The second decision was to build a passive solar greenhouse at Troy Gardens. Ever since the farm started, we had been growing transplants in a small hoophouse in my backyard. We needed to build some kind of greenhouse at Troy, and it seemed natural that we would build a typical structure with gas heat and automated fans and any other amenities we could afford. But with this concept of peak oil in the back of my mind, I began to wonder if we should instead build an alternative greenhouse that would rely primarily on the sun. It was easier said than done, but in 2011 we grew our first transplants in our new unheated greenhouse. In fact, we grew more transplants than we ever had before. It took a different level of skill and a fair bit more work, but in the end the plants looked good. We even held our first annual plant sale and sold thousands of extra plants that we grew without the use of fossil fuel heat.

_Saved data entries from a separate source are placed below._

PR #55, opened 2020-08-17
Updates to config handling

benjamb:
* Fix unnecessary use of f-strings
* Update config.py with a Config class
* Add support for optional sections
* Assume an entry is not required if it specifies a default
* Fix bool cast
* Explicitly check defaults for None

### DIFF
--- a/init_db.py
+++ b/init_db.py
@@ -3,16 +3,16 @@
 
 import random
 import uuid
-from quetz.config import load_configs
+from quetz.config import Config
 from quetz.database import init_db, get_session
 from quetz.db_models import (User, Identity, Profile, Channel, ChannelMember, Package,
                              PackageMember, ApiKey)
 
 
 def init_test_db():
-    load_configs()
-    init_db()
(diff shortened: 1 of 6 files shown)


wolfv:
this looks great to me.
do you want to fix the whitespace-before-colon thing in the docstrings? It seems like it's different in several places right now.
I don't see a reasoning for having a whitespace before the colon (as stated in the numpydoc). I would hope that parsers of docstrings don't really care about that and I think a whitespace before the colon seems weird.

I am happy to merge as-is though, and we can fix it in a subsequent PR as well.

benjamb:
@wolfv I would hope so too, however I have updated the series to be consistent with what the numpydoc stated.

adriendelsalle:
I never tested if a missing whitespace causes a different rendering, just tried to follow numpydoc guidelines.
I also prefer docstrings without this whitespace before colon.. we could remove it everywhere another time if it makes no difference.
Thanks @benjamb @wolfv

PR #57, opened 2020-08-25
Sphinx doc

adriendelsalle:
Build the documentation using Sphinx and the `pydata` theme.

This first implementation is broadly inspired by [`Jupyter`](https://jupyter.readthedocs.io/en/latest/), [`pandas`](https://pandas.pydata.org/docs/index.html) and [`bokeh`](https://docs.bokeh.org/en/latest/index.html) docs.

Discussion
---
- At this time, a small part of the code is covered by docstrings
- *autodoc* has to be improved to display nicely classes/methods/attributes/etc. in `API reference`
- Configuration options to be detailed in `User Guide`


quetz/cli.py
```diff
@@ -278,11 +278,11 @@ def start(path: str,
 
     Parameters
     ----------
-    path : str
+    path: str
```
benjamb, line 281: I thought we'd agreed to keep the spaces before the `:`?

adriendelsalle: Hi @benjamb 

You're right! I told you it is my own habit to write docstrings without whitespace-before-colon..

This only makes the built html having/not having thoses whitespaces, so we can just remove them everywhere if you prefer.

adriendelsalle: I fixed the cli file. Thanks for having noticed that!
Let me know if you prefer to change the docstring style everywhere.

benjamb: I'm not that bothered myself tbh, though I agree with @wolfv that consistency is what's important.

adriendelsalle: I also agree!

wolfv:
we've added docs now (using sphinx: #127), and they are available at https://quetz.readthedocs.io/ )

adriendelsalle:
Cool!
Sorry this draft PR got stale, I didn't took time to request a review.

wolfv:
no problem at all!

PR #58, opened 2020-08-25
Fix auth regression

benjamb:
Fixes github auth regression introduced in #55 (missing db_url parameter to get_session()).

Thanks to @tom--pollard for spotting.


tom--pollard:
+1 , thanks @benjamb

tom--pollard:
Are you ok with this @wolfv ? :smiley:

PR #59, opened 2020-08-25
Storage and indexing

nowster:
This patch set abstracts storage methods to allow for different storage backends:

* Local filesystem
* S3

It also provides indexing (index.html generation and JSON files) on these backends, and removes the dependency on `conda index`.


wolfv:
great!

Issue #44, opened 2020-07-30
Bootstrap install


adriendelsalle:
Hi!

It could be convenient to create a simple `quetz` CLI (using [Typer](https://typer.tiangolo.com/) ?) to deploy a new Quetz server.

Is there any plan of containeurized Quetz with `docker`, `docker-compose`, `helm`, etc.? 
Is it related to leveraging JHub machinery for this project?

Thank you for this project!

adriendelsalle:
Hi!

@wolfv @SylvainCorlay, how do you prefer to handle docker recipes for this repo, but also for all repos in `TheSnakePit` ?
- a dedicated `docker-stacks` repo gathering all the recipes (the [Jupyter](https://github.com/jupyter/docker-stacks) way)
- each repo carries its _dockerfiles_/_docker_/_whatever_ directory for its recipe(s) (the [JupyterHub](https://github.com/jupyterhub/jupyterhub) way)

Thanks!

PR #60, opened 2020-08-25
Docker image

adriendelsalle:
Description
---
Create a `docker` image to use `Quetz`. 
Containerization is a different way to use an application, see #44 .

I also created a repo for `Quetz` under the `TheSnakePit` organization on DockerHub.
- If it's OK, I will transfer the ownership to QuantStack members
- If not, I will delete it

TODOs
---

- [ ] Update the package requirement in `Dockerfile` to use the CLI
- [ ] Transfer the ownership of the [TheSnakePit DockerHub org](https://hub.docker.com/r/thesnakepit/quetz) to @wolfv or other `QuantStack` members
- [ ] Add GitHub action(s) for building the image and publishing it. Maybe it implies a pipeline to build the conda package and publishing it on conda-forge if the Dockerfile relies on a conda package installation
Discussion
---
Base `Quetz` and `Boa` images on `Mamba` image to be released.

### DIFF
--- a/dockerfiles/Dockerfile
+++ b/dockerfiles/Dockerfile
@@ -1,0 +1,11 @@
+FROM condaforge/miniforge3:latest
+
+ARG QUETZ_VERSION=0.0.4
+
+RUN conda install -q -y quetz==${QUETZ_VERSION} && \
+    conda clean --all -f -y
+ENV LANG=en_US.UTF-8
+
+USER nobody
+# TODO: use the CLI when available in the next release to set-up Quetz
+CMD ["/bin/bash"]


dockerfiles/Dockerfile
```diff
@@ -0,0 +1,11 @@
+FROM continuumio/miniconda3:latest
```
benjamb, line 1: Should this perhaps be condaforge/miniforge3?

adriendelsalle: Hi @benjamb
I don't understand the comment. Could you please provide me more details about what you suggest to do?
Thanks!

benjamb: Apologies. I was wondering if we should use `condaforge/miniforge3:latest` as the base image? This is a point for discussion though.

adriendelsalle:
Good question, I never used miniforge.

It seems that the miniforge image is based on the Ubuntu bionic image while miniconda3 is based on a Debian one. I guess Debian is lighter.
Does miniforge add anything compared to miniconda?

We should keep a default one for the moment then switch to a mamba or umamba as soon as available don't you think?

dockerfiles/Dockerfile
adriendelsalle: Good question, I never used miniforge.

It seems that the miniforge image is based on the Ubuntu bionic image while miniconda3 is based on a Debian one. I guess Debian is lighter.
Does miniforge add anything compared to miniconda?

We should keep a default one for the moment then switch to a mamba or umamba as soon as available don't you think?

tom--pollard: One benefit is that miniforge installers have conda-forge as the default channel

adriendelsalle: Thanks! I saw that too.

I will dig a bit what's the base layers sizes to keep it as minimale as possible.
That's much more important for pulling time and sparing resources than adding the -c conda-forge or a specific .condarc in the Dockerfile.

benjamb: The miniforge3 image just so happens to be ⅔ the size of the miniconda3 image.

A µmamba image would be very cool though.

adriendelsalle: Thanks you were faster than me ;). Uncompressed, the miniforge3 image is still 2/3 of the miniconda3.
I was surprised the bionic image to be also lighter than the Debian one.

Let's switch to the miniforge3 ! Thanks @benjamb @tom--pollard

wolfv:
looks good. I wonder if we can also add e.g. a github action to somehow automate this process?
One issue is that with this model, we need to wait for the release to be available through conda before we can push the new docker image. 
Maybe we should build the docker image from source, and then run a github action whenever a new tag is available and push it to the registry?

adriendelsalle:
We should create a GitHub action yes!
I'm not familiar with this (more used to GitLab) and I haven't the permissions for that on the repo.
We should do that when after having modified the entry point to use the CLI recently introduced

Jupyter images are built exactly the same way using conda packages so we should understand how they are working in there pipeline to wait for the conda package to be available.
Building from sources is also an option. I prefer using the artefact to force consistency.

beenje:
This PR has been in draft for quite some time. I needed a docker image, so I created a new Dockerfile and made a new PR: https://github.com/mamba-org/quetz/pull/393

My personal opinion is that building from source is not an issue. When you can have the Dockerfile in the source repository, that's actually what you should do.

Now most all the decisions we make on the farm are influenced by our belief that in order to be successful and sustainable in the long term, we must reduce our reliance on off-farm inputs including fossil fuels. We do most everything on the by hand. We transplant and weed and harvest all with our hands. We grow our own fertility with many different cover crops; and we are even exploring growing our own mulch.

As winter—the season of planning and setting up crop trials and developing classes—comes to an end, I am looking forward to getting back out into the field. Another great thing about farming is that every year I get to start fresh. I get another chance to grow the best melons my members have ever tasted. I get another shot at pulling out all our weeds before they go to seed and make more babies for the next year. And I get a whole new crew of interns who are excited about growing food and whom I might both inspire and equip to actually become farmers. One of the things that I hope to convey every year is that while farming can be difficult in many ways, nothing else can compare in terms of the joy and satisfaction that come from being able to feed yourself and your community.